# New outfits for my DD's!



## PamsPride (Dec 21, 2010)

I made these outfits up for my DD's to wear for Easter Sunday! You can see more pictures on my blog!


----------



## goshengirl (Dec 18, 2010)

They're darling, Pam - and so are the outfits!


----------



## momofsix (Mar 21, 2012)

Very cute! I can't even sew a button :::::


----------



## *Andi (Nov 8, 2009)

goshengirl said:


> They're darling, Pam - and so are the outfits!


I agree!

They are so cute ~ and so are their outfits! :2thumb:


----------



## mdprepper (Jan 22, 2010)

Adorable! and such cute outfits.


----------



## Lake Windsong (Nov 27, 2009)

Very cute!


----------



## lilmissy0740 (Mar 7, 2011)

Wow, how cute!

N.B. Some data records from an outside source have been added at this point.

PR #5804, opened 2026-08-21
Parallelize k-point calculations with OpenMP for single-rank runs

Growl1234:
This PR adds an OpenMP-parallel path for Quickstep k-point SCF calculations when CP2K is run with a single MPI rank.

Previously, the k-points handled by `do_general_diag_kp` and the subsequent density-matrix construction were processed mostly sequentially, even when multiple OpenMP threads were available. This left most CPU cores idle during a significant part of k-point calculations.

The new path parallelizes the independent `(k-point, spin)` work across OpenMP threads, including:

- the real-space to k-point transformation of the Hamiltonian and overlap matrices;
- local generalized diagonalization;
- k-point DIIS error construction and the diagonalization after mixing;
- construction of the k-point density matrices;
- the k-point to real-space density transformation; and
- symmetry transformations of the density matrices.

Each worker uses private dense matrices and scratch buffers. Immutable traversal plans are constructed before entering the parallel regions, and the real-space density transformation assigns each output block to a single thread to avoid data races and false sharing.

Hybrid MPI+OpenMP optimzation cannot work because of [`MPI_THREAD_SERIALIZED`](https://github.com/cp2k/cp2k/blob/2823083452d26bf0e93751c57ae6cbdd3f8ace63/src/mpiwrap/message_passing.F#L1139), so OpenMP workers do not enter MPI or ScaLAPACK. For diagonalization, the single-rank path uses local LAPACK and BLAS routines instead of invoking ScaLAPACK concurrently.

### DIFF
--- a/src/fm/cp_cfm_diag.F
+++ b/src/fm/cp_cfm_diag.F
@@ -57,7 +57,8 @@ MODULE cp_cfm_diag
 
    CHARACTER(len=*), PARAMETER, PRIVATE :: moduleN = 'cp_cfm_diag'
 
-   PUBLIC :: cp_cfm_heevd, cp_cfm_geeig, cp_cfm_geeig_canon
+   PUBLIC :: cp_cfm_heevd, cp_cfm_geeig, cp_cfm_geeig_canon, &
+             cp_cfm_geeig_local, cp_cfm_geeig_canon_local
 
 CONTAINS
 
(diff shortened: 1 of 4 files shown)


Growl1234:
This is still WIP as I'm trying some code cleanups, but from my testing through some simple tasks its effiency seemed to meet my expectation :)

fstein93:
I think it is a good idea to either document where `MPI_THREAD_MULTIPLE` may help (maybe after some rewriting) or to implement this code but checking for the thread-level (requires the addition of a suitable wrapper of `MPI_Query_thread` in `message_passing.F`. The latter may be reasonable because we require support for `MPI_THREAD_MULTIPLE` if CP2K was compiled with support for OpenPMD or DLAF and in the long-run, we wanted to upgrade to `MPI_THREAD_MULTIPLE` in general.

Growl1234:
I'd also be in favor of upgrading to `MPI_THREAD_MULTIPLE` in general. And I'd believe this is an essential step towards improving the overall OpenMP efficiency.

oschuett:
> I'd also be in favor of upgrading to MPI_THREAD_MULTIPLE in general. 

Me too! So, should we just do it (in a separate PR)?

Growl1234:
> > I'd also be in favor of upgrading to MPI_THREAD_MULTIPLE in general.
> 
> Me too! So, should we just do it (in a separate PR)?

I think so, and I'd like to take this job.

Growl1234:
An interesting performance result was observed in a test case: [ZnO-kp-test.zip](https://github.com/user-attachments/files/31299651/ZnO-kp-test.zip)

The ZnO test uses a 15\*15\*9 Monkhorst–Pack grid, reduced to 1013 irreducible k-points, with 76 orbital basis functions. The measured timings are:

| MPI ranks × OMP threads | Total threads | SCF time per iteration | `do_general_diag_kp` per iteration |
| ----------------------: | ------------: | ---------------------: | ---------------------------------: |
|                   1 × 4 |             4 |                 1.12 s |                             0.78 s |
|                   2 × 2 |             4 |                 4.67 s |                             4.30 s |
|                   1 × 8 |             8 |                 0.64 s |                             0.44 s |
|                   4 × 2 |             8 |                 3.63 s |                             3.43 s |
|                   8 × 1 |             8 |                 4.63 s |                             4.26 s |
|                  1 × 16 |            16 |                 0.44 s |                             0.30 s |
|                  1 × 24 |            24 |                 0.39 s |                             0.26 s |

At the same total concurrency, the single-rank OpenMP path is therefore approximately 4–7 times faster than the current multi-rank path. Almost all of this difference occurs in `do_general_diag_kp`.

It exposes an unfavorable decomposition for this particular workload. The number of irreducible k-points, 1013, is prime, while the current implementation requires the number of equally sized k-point groups to divide the total number of k-points. With the tested MPI process counts, only one k-point group can be formed. All MPI ranks therefore cooperate on every small (76\*76) eigenproblem instead of processing different k-points independently.

For matrices of this size, full-matrix redistribution, MPI collectives, and distributed eigensolver synchronization cost substantially more than the local numerical work. The new single-rank OpenMP path instead assigns independent k-points directly to threads and uses local BLAS/LAPACK routines, avoiding most of this overhead.

I guess this leads to another discussion about the overall performance concern regarding k-point calculations... (Maybe one proposal for this question is to allow uneven distribution of k-points between MPI groups.)

Growl1234:
> The number of irreducible k-points, 1013, is prime, while the current implementation requires the number of equally sized k-point groups to divide the total number of k-points. With the tested MPI process counts, only one k-point group can be formed

Further investigation has shown this is most likely even another blocker for optimization of hybrid (MPI+OpenMP) optimization. Therefore, although #5811 and #5817 have prepared the `MPI_THREAD_MULTIPLE`, I currently cannot be convinced that we can bring significant improvement also to hybrid paralleism through a clean path.

So generally, I would consider this PR as ready. I'd leave more work mentioned above as follow-up PRs.

fstein93 (approved):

You are very talented. 

I think they love to have their pic taken


----------



## NaeKid (Oct 17, 2008)

You made some pretty little girls and some pretty little dresses for the girls - congrat's on both!


----------



## PamsPride (Dec 21, 2010)

Thank you all for your wonderful and sweet comments!


----------



## cybergranny (Mar 11, 2011)

All those ruffles. Those outfits were a lot of work. Beautiful job. Of course the models are absolutely adorable.


----------



## oldvet (Jun 29, 2010)

Wow, I can sure see why they have a proud Momma. Those are two beautiful girls and those outfits are a knockout. Good on ya Darlin.


----------



## lhalfcent (Mar 11, 2010)

PamsPride said:


> I made these outfits up for my DD's to wear for Easter Sunday! You can see more pictures on my blog!


CUTE!!!!! well done!


----------